Parka yang ia kenakan terbilang tebal, meskipun ia sama sekali tidak merasa kedinginan. Kulit Oestrov memang tahan terhadap suhu ekstrim, tapi parka buatan ibunya itu adalah satu-satunya benda yang memberinya semangat. Bulan berbintik di langit menerangi langkah tegas Natasha pada sebuah sebuah bukit curam, tubuhnya yang punya gen setengah Oestrov mengeluarkan tenaga melebihi manusia biasa. Berkilo-kilometer tanjakan sanggup ia jalani meskipun membawa banyak barang. Dalam perjalanan, Natasha menyadari sesuatu, kulitnya sekarang lebih sering berpendar kebiruan dibanding sebelumnya. Ia juga merasakan ada bau aneh keluar dari tubuhnya.

Natasha mendekati bebatuan besar di dekat puncak. Batu-batu itu terlihat agak lembap, dan di dasarnya ditumbuhi lumut. Ia menggunakan tangannya yang sangat keras untuk menggali salju tipis dan tanah di dekat bebatuan itu. Benar saja, ia menemukan mata air. Meskipun pinggirannya sudah mulai membeku, ada aliran yang terus keluar dari bagian dalam bebatuan itu, karena temperatur di dalamnya lebih hangat.
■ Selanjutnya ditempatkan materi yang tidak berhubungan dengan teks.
PR #1643, opened 2026-08-22
Validate literal ranges with GrammarError instead of assert

ropoctl:
### Problem

`PrepareLiterals.range` validates literal ranges with bare `assert`s:

```python
assert start.type == end.type == 'STRING'
assert len(eval_escaping(start)) == len(eval_escaping(end)) == 1
```

Normally a bad range surfaces as `VisitError` wrapping a message-less `AssertionError`. More importantly, **`-O` strips asserts**, so the check disappears and the grammar is silently accepted:

```console
$ python -O -c "
from lark import Lark
p = Lark('start: A\nA: \"ab\"..\"z\"\n')
print([t.pattern.to_regexp() for t in p.terminals])"
['[ab-z]']
```

`[ab-z]` matches `a` plus the range `b`–`z` — not what the grammar says, and no error is raised. Input validation can't live in an `assert`.

### Fix

Raise `GrammarError`, following #1596.

```
GrammarError: Literal range must be defined by single characters, not "ab".."z"
```

### Tests

Two, both regression tests — a multi-character endpoint and an escaped one (`"\x41\x42".."z"`, so the check is on the *unescaped* length). Against unpatched `master` they **error** under normal execution and **fail** under `-O`, for different reasons: the wrong exception type escapes, versus no exception at all.

I dropped the valid-range test from the first revision — `test_unicode_literal_range_escape` and `test_hex_literal_range_escape` already cover that.

Full suite: 1314 tests, 0 failures, in both modes.

### DIFF
--- a/lark/load_grammar.py
+++ b/lark/load_grammar.py
@@ -605,7 +605,10 @@ class PrepareLiterals(Transformer_InPlace):
         assert start.type == end.type == 'STRING'
         start = start.value[1:-1]
         end = end.value[1:-1]
-        assert len(eval_escaping(start)) == len(eval_escaping(end)) == 1
+        # Not an assert: -O strips it, silently accepting "ab".."z" as the class [ab-z].
+        if len(eval_escaping(start)) != 1 or len(eval_escaping(end)) != 1:
+            raise GrammarError("Literal range must be defined by single characters, "
+                               "not \"%s\"..\"%s\"" % (start, end))
         regexp = '[%s-%s]' % (start, end)
         return ST('pattern', [PatternRE(regexp)])
 
--- a/tests/test_grammar.py
+++ b/tests/test_grammar.py
@@ -151,6 +151,14 @@ class TestGrammar(TestCase):
             """
         self.assertRaises(GrammarError, Lark, g)
 
+    def test_literal_range_multichar(self):
+        # Under `python -O` the old assert was stripped and the range silently compiled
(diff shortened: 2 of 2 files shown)


erezsh:
You included a test for the "ordinary case". But isn't it already tested?

ropoctl:
thanks for catching- removed redundant slop

erezsh:
Here's what Opus had to say ( and I agree ):

**The first check is unreachable — it should stay an assert**

> 
> The meta-grammar at lark/load_grammar.py:156 is 'range': ['STRING _DOTDOT STRING']. A range tree's children are fixed at parse time and are always STRING tokens — no template substitution or other transform produces one. So this branch cannot fire from any grammar a user can write.
> 
> That matters for two reasons:
> 
> - It's the wrong exception type. GrammarError tells the user they wrote a bad grammar. If this ever fired it would mean lark's own meta-grammar broke — an internal invariant violation, which is what assert is for. The PR's own rationale (-O strips the check → silent miscompilation) doesn't apply here: stripping an always-true assert changes nothing.
> - It's the only new branch with no test, and it can't have one.
> 
> Suggest reverting that half to assert start.type == end.type == 'STRING' and keeping the fix focused on the second check, which is the one carrying the actual bug. This also keeps the diff to what the title and body claim.
>

ropoctl:
ok i think that should be addressed

PR #674, opened 2019-05-16
Fix DC open handler been called twice

hugoArregui:
I'm not 100% sure we need the onceMutex, I believe so just because we could have a race condition between the once invokation and a new session (in which the once is instantiated again). Furthermore we cannot use the global mutex since we need to unlock it during the openHandler execution

### DIFF
--- a/datachannel.go
+++ b/datachannel.go
@@ -44,6 +44,8 @@ type DataChannel struct {
 	// OnError             func()
 
 	onMessageHandler    func(DataChannelMessage)
+	onceMutex           sync.Mutex
+	openHandlerOnce     sync.Once
 	onOpenHandler       func()
 	onCloseHandler      func()
 	onBufferedAmountLow func()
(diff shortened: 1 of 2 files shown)


datachannel.go
```diff
@@ -44,6 +44,8 @@ type DataChannel struct {
 	// OnError             func()
 
 	onMessageHandler    func(DataChannelMessage)
+	onceMutex           sync.Mutex
```
albrow: You don't need this mutex. `sync.Once` is already goroutine safe.

datachannel_test.go
```diff
@@ -56,6 +56,41 @@ func closeReliabilityParamTest(t *testing.T, pc1, pc2 *PeerConnection, done chan
...
+			})
+		})
+
+		_, err = offerPC.CreateDataChannel(expectedLabel, nil)
+		assert.NoError(t, err)
+
+		assert.NoError(t, signalPair(offerPC, answerPC))
+
+		// wait for open handlers to be executed
+		time.Sleep(1 * time.Second)
```
albrow: Tests which rely sleeping for a certain amount of time like this can be finicky. For example, on slower machines, it might take longer than 1 second for the open handlers to be executed. Is there anyway we could avoid this?

datachannel.go
hugoArregui: yes, but check the PR description, is not about the execution but the fact that it can be replaced

datachannel_test.go
hugoArregui: yes, I don't like it either, but couldn't find a way to avoid it, I'm open to suggestions

Sean-Der: This is a tough one, I have no idea how to properly test. You are almost trying to assert `This thing shouldn't happen, but I don't know when it will happen`

Oh, what do you think of making a `maybeFireOnOpenHandler` (or a better name) and call it 3 times (asserting that your callback only gets fired once) 

Someone can always circumvent it and call the handler manually, but maybe just adding a note is good enough.

PR #678, opened 2019-05-19
Update framerate using frame count and time duration

raphaelpereira:
Instead of keeping fixed 30fps, get current timestamp
on frame count zero and update framerate using full
video duration upon closing file


raphaelpereira:
I had to do this to be able to get a consistent video from a remote WebRTC browser camera. Otherwise the video track file would be out of sync with audio track file. I know this is not optimal as the ideal would be to get this information (together with width and height) from WebRTC track, which I couldn't find in the code

PR #685, opened 2019-05-22
Fix DC open

hugoArregui:
it's expected for a open Datachannel to have an associated datachannel.Datachannel. Handling everything under the same lock guarantee that

I'm currently random getting this error (which this PR fixes), when trying to detach a channel in the open handler `datachannel not opened yet, try calling Detach from OnOpen`


Sean-Der:
This passed in travis-ci :( not sure what broke with updating here

PR #689, opened 2019-05-25
Default ICECredentialType to password

Sean-Der:
https://www.w3.org/TR/webrtc/#dom-rtciceserver has the following default
```
credentialType = "password";
```

Update our enum to match that, currently we require users to specify
password


Sean-Der:
@enobufs needed for TURN

PR #691, opened 2019-05-26
Add ice trickle support

trivigy:
resolves pion/ice#51

### DIFF
--- a/peerconnection.go
+++ b/peerconnection.go
@@ -43,7 +43,6 @@ type PeerConnection struct {
 	currentRemoteDescription *SessionDescription
 	pendingRemoteDescription *SessionDescription
 	signalingState           SignalingState
-	iceGatheringState        ICEGatheringState
 	iceConnectionState       ICEConnectionState
 	connectionState          PeerConnectionState
 
@@ -69,8 +68,6 @@ type PeerConnection struct {
 	onICEConnectionStateChangeHandler func(ICEConnectionState)
 	onTrackHandler                    func(*Track, *RTPReceiver)
 	onDataChannelHandler              func(*DataChannel)
-	onICECandidateHandler             func(*ICECandidate)
-	onICEGatheringStateChangeHandler  func()
 
 	iceGatherer   *ICEGatherer
 	iceTransport  *ICETransport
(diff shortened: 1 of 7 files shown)


Sean-Der:
@trivigy Ok ready for a first pass!

It toggles between `trickle`/`non-trickle` if you have the callback set. When we do `/v3` eventually we can break that behavior (and only do trickle)

I moved most of the behavior into `ICEGatherer` and had things follow ORTC stuff.

peerconnection.go
```diff
@@ -641,6 +589,12 @@ func (pc *PeerConnection) addAnswerMediaTransceivers(d *sdp.SessionDescription)
 		return nil, err
 	}
 
+	if !pc.iceGatherer.agentIsTrickle {
+		if err = pc.iceGatherer.Gather(); err != nil {
```
trivigy: Are you should it should start gathering here? It used to start gathering during initialization before.

peerconnection.go
```diff
@@ -882,23 +834,19 @@ func (pc *PeerConnection) SetLocalDescription(desc SessionDescription) error {
...
-	// is complete. In reality it completed a while ago, but triggering these
-	// events helps maintain API compatibility with the JavaScript/Wasm bindings.
-	if err := pc.signalICECandidateGatheringComplete(); err != nil {
-		return err
+	if !pc.iceGatherer.agentIsTrickle {
+		return nil
 	}
-
-	return nil
+	return pc.iceGatherer.Gather()
```
trivigy: Again same deal. This is how it should be but this is a change from original setup. Will this make a performance impact for people?

peerconnection.go
Sean-Der: We can't do it during init because people need time to set the `OnICECandidate` callback.

Yea changing what function blocks isn't great, but I don't think users will notice in the normal case.

peerconnection.go
Sean-Der: This will only fire for users that are doing `Trickle` and will not block. So shouldn't have an impact!

peerconnection.go
trivigy: ahhhh... makes total sense. In my local version I really struggled with that.

Sean-Der:
> One other thing if you don't mind addressing. There is inconsistency regarding what `SessionDescription`. Previously session description was extracted from `CreateOffer()` where it was returned as a struct instance. Now with trickle changes we need to extract it from `LocalDescription()` where it is returned as a pointer. This makes things inconsistent.

we need a way to express `null`, we can update this to return an error (but having no currentLocalDescription I don't believe is an error)

PR #693, opened 2019-05-26
Prepare for internal/ice package

masterada:
Removed SDP dependency from ice files. Exported string to ice enum
functions. Exported ICEServer.Validate.

#### Reference issue
Rel #645

### DIFF
--- a/ice_go.go
+++ b/ice_go.go
@@ -2,6 +2,8 @@
 
 package webrtc
 
+import "github.com/pion/sdp/v2"
+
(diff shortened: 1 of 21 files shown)


ernado:
BTW should we eventually move the code that parses ICE candidates to pion/ice package?

IMO it's ice package responsibility :thinking:

masterada:
@ernado if you mean sdp.ICECandidate  <-> webrtc.ICECandidate <-> ice.Candidate conversions, that's a good question, not sure where these would be best at.

PR #700, opened 2019-06-03
Expose new ICE options

hugoArregui:
Expose new ICE timeouts in the setting engine

Comments: 

- I moved the ICEGathererOptions to icegatherer.go because that seems more standard for us (the config and the proper struct in the same file, but I can roll it back)
- Should I add setters for the timeouts?


icegatherer.go
```diff
@@ -11,6 +11,17 @@ import (
 	"github.com/pion/logging"
 )
 
+// ICEGatherOptions provides options relating to the gathering of ICE candidates.
+type ICEGatherOptions struct {
```
Sean-Der: This comes from the RFC. If possible I would avoid diverging!

https://draft.ortc.org/#dom-rtcicegatheroptions

hugoArregui: sure, do you want me to add an extra config object instead?

Sean-Der: Can you pass the options to `NewGatherer` [here](https://github.com/pion/webrtc/blob/master/internal/ice/gatherer.go#L41)

Sean-Der: It is ugly having some many arguments to that function, but I think it is important we don't diverge from the standard (I think)

I would love to figure out how we can push these things into the WebRTC standard.

hugoArregui: cool!, I changed it, however regarding the bigger picture I think there is an argument to be made regarding how adding additional options is not "diverging" from the standard. Specially in this case, because this new options (as the standard specifies) are up to the implementation to decide.

PR #708, opened 2019-06-07
Fix race issue caused by multiple gathering

### LINKED ISSUE #707: Gather() causing a race condition
Too many consecutive calls to `iceGatherer.Gather()` are causing a race condition because `pion/ice` operates asynchronously.

https://github.com/pion/webrtc/blob/master/peerconnection.go#L413
https://github.com/pion/webrtc/blob/master/peerconnection.go#L592
https://github.com/pion/webrtc/blob/master/peerconnection.go#L840
https://github.com/pion/webrtc/blob/master/peerconnection.go#L864

trivigy:
resolves #707

### DIFF
--- a/internal/ice/gatherer.go
+++ b/internal/ice/gatherer.go
@@ -3,7 +3,6 @@
 package ice
 
 import (
-	"errors"
 	"sync"
 	"time"
 
@@ -54,6 +53,7 @@ func NewGatherer(
 	prflxAcceptanceMinWait,
 	relayAcceptanceMinWait *time.Duration,
 	loggerFactory logging.LoggerFactory,
+	agentIsTrickle bool,
 	networkTypes []NetworkType,
 	opts GatherOptions,
 ) (*Gatherer, error) {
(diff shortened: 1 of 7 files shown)


internal/ice/gatherer.go
```diff
@@ -68,7 +68,7 @@ func NewGatherer(
 		}
 	}
 
-	candidateTypes := []ice.CandidateType{}
+	candidateTypes := make([]ice.CandidateType, 0)
```
trivigy: This change has to do with Jetbrain's Goland go linting complaining that this is better.

peerconnection.go
```diff
@@ -429,8 +428,8 @@ func (pc *PeerConnection) CreateOffer(options *OfferOptions) (SessionDescription
 	}
 
 	if pc.configuration.SDPSemantics == SDPSemanticsPlanB {
-		video := []*RTPTransceiver{}
-		audio := []*RTPTransceiver{}
+		video := make([]*RTPTransceiver, 0)
```
trivigy: Same issue as above regarding jetbrain goland linting.

peerconnection.go
```diff
@@ -475,14 +474,14 @@ func (pc *PeerConnection) CreateOffer(options *OfferOptions) (SessionDescription
 		m.WithPropertyAttribute("setup:actpass")
 	}
 
-	sdp, err := d.Marshal()
```
trivigy: `sdp` conflicted with the pkg `sdp`

PR #715, opened 2019-06-15
Fix panic in openSRTP

### LINKED ISSUE #563: nil pointer in openSRTP
### Your environment.
  - Version: 8ef5b7034ff4664530938fa48873d34d3f9672fc

### What did you do?
Created a PeerConnection between two Pion instances and sent data using `track.WriteSample`.

### What happened?

```
[signal SIGSEGV: segmentation violation code=0x1 addr=0x18 pc=0x42ed3dd]

goroutine 32 [running]:
github.com/pions/webrtc.(*PeerConnection).openSRTP.func1(0xc000132480, 0xc0000004d2, 0x2)
        /Users/max/go/pkg/mod/github.com/pions/webrtc@v1.2.1-0.20190328075210-8ef5b7034ff4/peerconnection.go:991 +0x2bd
created by github.com/pions/webrtc.(*PeerConnection).openSRTP
        /Users/max/go/pkg/mod/github.com/pions/webrtc@v1.2.1-0.20190328075210-8ef5b7034ff4/peerconnection.go:962 +0x3fe
```

This is the line
```
			sdpCodec, err := pc.currentLocalDescription.parsed.GetCodecForPayloadType(receiver.Track().PayloadType())
			if err != nil {
				pc.log.Warnf("no codec could be found in RemoteDescription for payloadType %d", receiver.Track().PayloadType())
				return
			}
```

mchlrhw:
#### Description

The fact that SetLocalDescription isn't called is erroneous, but should not result in a panic. It may be that we shouldn't even be processing incoming tracks until the local description has been set.

**Edit**: The approach taken to fix the panic is to just log and bail as is done in the rest of the function, rather than moving around the code to handle incoming tracks. I would appreciate suggestions for alternatives.

#### Reference issue
Fixes #563

### DIFF
--- a/peerconnection.go
+++ b/peerconnection.go
@@ -1102,6 +1102,11 @@ func (pc *PeerConnection) openSRTP() {
 		pc.mu.RLock()
 		defer pc.mu.RUnlock()
 
+		if pc.currentLocalDescription == nil {
+			pc.log.Warnf("SetLocalDescription not called, unable to handle incoming media streams")
+			return
+		}
+
 		sdpCodec, err := pc.currentLocalDescription.parsed.GetCodecForPayloadType(receiver.Track().PayloadType())
 		if err != nil {
 			pc.log.Warnf("no codec could be found in RemoteDescription for payloadType %d", receiver.Track().PayloadType())
--- a/README.md
+++ b/README.md
@@ -118,6 +118,7 @@ Check out the **[contributing wiki](https://github.com/pion/webrtc/wiki/Contribu
 * [xsbchen](https://github.com/xsbchen)
 * [Alex Harford](https://github.com/alexjh)
 * [Aleksandr Razumov](https://github.com/ernado)
+* [mchlrhw](https://github.com/mchlrhw)
 
 ### License
 MIT License - see [LICENSE](LICENSE) for full text
--- a/peerconnection_setlocaldescription_test.go
+++ b/peerconnection_setlocaldescription_test.go
@@ -1,0 +1,127 @@
+// +build !js
+
+package webrtc
+
+import (
+	"bufio"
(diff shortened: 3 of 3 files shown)


mchlrhw:
Unfortunately the test for this is fail fast, pass slow. Anyone got any ideas how we can rewrite to make it fast in both directions? Or is this just something to chalk up to "asnyc testing is _hard_"? :smile:

Sean-Der:
Yea that is a tough one, I don't think we can add that much time to the testing.

I think we can set a custom logger and when we get that message it is a pass! We just need to assert your log message is seen, I think that is 100% good for now. Just so we can make sure this doesn't regress in the future

go.sum
```diff
@@ -43,6 +43,7 @@ github.com/pion/sdp/v2 v2.1.1 h1:i3fAyjiLuQseYNo0BtCOPfzp91Ppb7vasRGmUUTog28=
 github.com/pion/sdp/v2 v2.1.1/go.mod h1:idSlWxhfWQDtTy9J05cgxpHBu/POwXN2VDRGYxT/EjU=
```
Sean-Der: Mind removing `go.sum` from PR, thanks!

peerconnection.go
```diff
@@ -1099,6 +1099,11 @@ func (pc *PeerConnection) openSRTP() {
 			return
 		}
 
+		if pc.currentLocalDescription == nil {
```
Sean-Der: Should this be after we take the lock?

mchlrhw: I wasn't sure abiut that, I thought it could probably be either. My reasoning behind putting it there is that we can do the check as soon as we return from the previous function call, so no need to wait for the lock.

Issue #619, opened 2019-04-12
Add observability metrics


maxhawkins:
## Summary

Add hooks in the PeerConnection that allow metrics tools like Prometheus or statsd to get information about the inner-workings of Pion.

Some stats that should be implemented:
* Number of open PeerConnections
* Number of failed PeerConnections
* Ports allocated
* ICE connection state count
* DTLS/ICE error count
* RTP statistics (jitter, loss, packets sent, etc)
* (others ?) comment below.

Export to [expvar](https://golang.org/pkg/expvar/) by default, but support common metrics packages like Prometheus.

## Motivation

Exposing metrics can help find bugs and configuration issues in production, optimize complicated Pion installations, and catch issues early.

Some metrics (like those related to low-level DTLS metrics) are difficult to reach from the application layer because they sit at the far end of the stack. Exposing metrics would give users better observability into the low level parts of the library.

## Describe alternatives you've considered

Perhaps this can be moved further up the stack and help us avoid straying from the RTCWEB spec. Could the same functionality be built with the GetStats API (#610) and Prometheus?

jinleileiking:
Prometheus is the basic

maxhawkins:
Closing in favor of #610

PR #721, opened 2019-06-20
Initial GetStats: get some statistics about ice candidates, ice candidate pairs and data channels

hugoArregui:
Related to #619 

# References

- Spec: https://www.w3.org/TR/webrtc-stats/
- We are generating internal IDS similar as how libwertc does:
    - [DataChannel ID](https://webrtc.googlesource.com/src/+/refs/heads/master/pc/rtc_stats_collector.cc#1228)
    - [PeerConnection ID](https://webrtc.googlesource.com/src/+/refs/heads/master/pc/rtc_stats_collector.cc#1445)

# Related PRs

- ICE: https://github.com/pion/ice/pull/71
- ICE: https://github.com/pion/ice/pull/73
- Datachannel: https://github.com/pion/datachannel/pull/21


maxhawkins:
What are all the identifers we need? Is it more than just track id?

hugoArregui:
yes, there are a lot, every object has an ID

```
id of type DOMString
A unique id that is associated with the object that was inspected to produce this RTCStats object. Two RTCStats objects, extracted from two different RTCStatsReport objects, MUST have the same id if they were produced by inspecting the same underlying object. User agents are free to pick any format for the id as long as it meets the requirements above.
```

So we connection ID, datachannel id, candidate ID, candidate pair ID,transport ID, codec ID, etc, etc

Ia menggali lubang yang lebih besar, membuat jalan untuk aliran air yang lebih deras. Natasha, menyiapkan botol untuk menampung air. Ia juga mengambil sampah botol plastik yang berserakan di sekitar bukit, mencucinya sampai dirasanya benar-benar bersih dan menampung air jernih yang keluar dari bebatuan itu. Kira-kira tiga puluh liter air bisa ia bawa pulang.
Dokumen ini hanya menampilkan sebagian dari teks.